Saved data entries:
PR #1046, opened 2017-11-17
Fix for issue #961

mbudiu-vmw:
This fixes the old stf file parser to ignore the key handle part of a command.
This makes the tests pass again, but the stf support in the old parser is still incomplete.

### DIFF
--- a/backends/bmv2/CMakeLists.txt
+++ b/backends/bmv2/CMakeLists.txt
@@ -100,13 +100,6 @@ set (BMV2_TEST_SUITES
   )
 
 set (XFAIL_TESTS
-  # The following tests are broken because of issue #961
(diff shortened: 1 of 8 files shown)


mbudiu-vmw:
I still have a failing test that I have to figure out.

mbudiu-vmw:
@ChrisDodd : I had to rewrite a test to make it pass. If the original was correct then there is a bug somewhere else.

ChrisDodd:
I think the rewrite is fine -- this test is old code that was trying to use `drop` metadata flag instead of the `drop` primitive (since the drop primitive used to only be available in the egress pipe).  IMO drop is still kind of a mess.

### [Activity]
Each record should be transcribed exactly as it was written.

### [Solution]
PR #1046, opened 2017-11-17
Fix for issue #961

mbudiu-vmw:
This fixes the old stf file parser to ignore the key handle part of a command.
This makes the tests pass again, but the stf support in the old parser is still incomplete.

### DIFF
--- a/backends/bmv2/CMakeLists.txt
+++ b/backends/bmv2/CMakeLists.txt
@@ -100,13 +100,6 @@ set (BMV2_TEST_SUITES
   )
 
 set (XFAIL_TESTS
-  # The following tests are broken because of issue #961
(diff shortened: 1 of 8 files shown)


mbudiu-vmw:
I still have a failing test that I have to figure out.

mbudiu-vmw:
@ChrisDodd : I had to rewrite a test to make it pass. If the original was correct then there is a bug somewhere else.

ChrisDodd:
I think the rewrite is fine -- this test is old code that was trying to use `drop` metadata flag instead of the `drop` primitive (since the drop primitive used to only be available in the egress pipe).  IMO drop is still kind of a mess.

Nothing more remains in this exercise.